Detection of equine herpesvirus-1 in nasal swabs of horses by quantitative real-time PCR.

Department of Clinical Sciences, College of Veterinary Medicine, Cornell University, Ithaca, NY 14853, USA.
Journal of Veterinary Internal Medicine (Impact Factor: 2.06). 08/2008; 22(5):1234-8. DOI:10.1111/j.1939-1676.2008.0172.x
Source: PubMed

ABSTRACT Early identification of inhalation-transmitted equine herpesvirus type 1 (EHV-1) infections has been facilitated by the availability of a number of real-time quantitative PCR (qPCR) tests. A direct comparison between nasal swab qPCR and traditional virus isolation (VI) requires a method for normalizing the qPCR samples and controlling for PCR inhibitors present in some clinical samples.

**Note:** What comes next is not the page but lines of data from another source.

PR #12771, opened 2026-08-09
fix: throw on primitive value for relation in find where conditions

### LINKED ISSUE #12712: findBy with a primitive under a relation key silently returns all rows (no WHERE clause)

zangetsu787:
## Summary

Fixes #12712 — **silent data leak**: a primitive value under a relation key in a find `where` (e.g. `findBy(Post, { author: 1 })`) was silently dropped. The relation was joined but no predicate was built, so the query returned **every row** in the table:

- `findBy(Post, { author: 1 })` → returns every post, SQL has **no WHERE clause**
- `countBy` / `existsBy` → operate on the whole table

In multi-tenant applications this silently returns other tenants' records.

## Fix

In `SelectQueryBuilder.buildWhere`, the relation branch's final `else` now throws a `TypeORMError` when the value is a primitive, pointing to the documented nested form:

```ts
// Before: silently returns ALL rows
await postRepo.findBy({ author: 1 })

// After: throws
// Invalid value encountered in property 'Post.author' of a where condition.
// To filter by the relation's primary key use the nested form { author: { id: 1 } }.

// Correct usage (documented API, unchanged):
await postRepo.findBy({ author: { id: 1 } })
```

**The documented `author: true` join shorthand is preserved** — it explicitly falls through to the existing join logic.

## Why this approach

- The primitive shorthand is **not part of the documented/typed API** (see issue #12712 — the docs only show the nested form; `FindOptionsWhere` types reject primitives at compile time). This guard protects JS callers who bypass the types.
- Consistent with the codebase's recent direction: silently-dropped criteria become loud errors (`invalidWhereValuesBehavior` work in #12578, `normalizeAndValidateWhereCriteria` in EntityManager).

## Verification

- New test `test/github-issues/12712/` covering `findBy` / `findOneBy` / `countBy` / `existsBy` with a primitive relation value (all must throw), the nested `{ id: value }` form (must still filter), and `author: true` (must still join).
- Test **fails without the fix** (query fulfilled with all rows instead of rejecting) — red/green confirmed.
- Full suite: **3046 passing, 0 failing** (better-sqlite3 + all local drivers).
- `pnpm run lint`: exit 0.

## Note on the competing PR #12730

PR #12730 attempts the same fix but throws on **any** non-object (`typeof where[key] !== "object"`), which also rejects the documented `author: true` shorthand — `typeof true === "boolean"`. I verified against this branch: that check breaks 2 existing tests in `test/functional/find-options/basic-usage/find-options-where.test.ts` (`where: { author: true }` throws `TypeORMError ... received a value of type 'boolean'`). This PR exempts `true` and keeps the full suite green.


zangetsu787:
Addressed the Qodo review findings in the latest push (5454448):

1. **Misleading PK hint (bug)** — the error message now derives the relation's primary key property name(s) from `relation.inverseEntityMetadata.primaryColumns` instead of hardcoding `id`. Single-PK entities get `{ relation: { <pk>: <value> } }`; composite-PK entities get the full list of PK properties.

2. **Functional tests over per-issue tests (rule)** — the regression test moved to `test/functional/repository/find-options-relations/repository-find-options-relations.test.ts` with an issue reference comment, per PR compliance checklist item 2.

3. **No `as any` casts (rule)** — the test now uses `@ts-expect-error` with a comment documenting the intentional invalid input, per compliance checklist item 4 (same pattern already used elsewhere in this file).

Full suite: 3046 passing, 0 failing. Lint: clean.

zangetsu787:
Second review round addressed in 5c25bb0:

1. **Excessive explanatory comment (rule)** — trimmed to a brief issue-linked note (`#12712`), per PR compliance checklist item 4.

2. **Type/runtime mismatch for boolean (bug)** — the guard now rejects only non-boolean primitives (`typeof !== "object" && typeof !== "boolean"`). Both `relation: true` and `relation: false` keep the pre-existing join-shorthand behavior, matching `FindOptionsWhereProperty`'s `boolean` type — no compile/runtime contract mismatch. Test now asserts both booleans return all rows.

Full suite: 3046 passing, 0 failing.

michaelbromley:

```
git fetch origin
```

To quantify EHV-1 shedding in viral swabs using an internal control and to compare fast qPCR to VI for the detection of EHV-1 in nasal swabs from horses.
Fifteen horses experimentally infected with EHV-1.
Experimental study: Nasal swab samples were collected daily after experimental infection for up to 21 days. VI was performed by conventional methods. The DNA was prepared for qPCR with the addition of a known quantity DNA of Marek's disease virus as an internal control. qPCR was performed.
The qPCR method detected virus up to day 21 after challenge, whereas VI detected virus only to day 5. The median Kaplan-Meier estimates for EHV-1 detection were 12 days for qPCR and 2 days for VI (P< .0001). When compared with VI, the sensitivity and specificity of qPCR were 97 (95% CI: 86-100) and 27% (95% CI: 20-35).
We conclude that fast qPCR of nasal swab samples should be chosen for diagnosis and monitoring of herpesvirus-induced disease in horses. Recommended reference ranges of C(T) values are provided as well as justification of a minimum 10-day quarantine period.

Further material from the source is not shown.